→ **What this task involves**: Your answer needs to include each line of the records in which the string "Placement" can be found.

-- Information supplied follows --

PR #611, opened 2022-06-08
Ability to create StreamConfig objects Placement, External, Source, Mirror

scottf:
There was never a public way for a user to create StreamConfig objects Placement, External, Source, Mirror so you could only read the state from an existing stream.


tbeets (approved):
LGTM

-- Information supplied concluded --

→ **Result**:
Ability to create StreamConfig objects Placement, External, Source, Mirror
There was never a public way for a user to create StreamConfig objects Placement, External, Source, Mirror so you could only read the state from an existing stream.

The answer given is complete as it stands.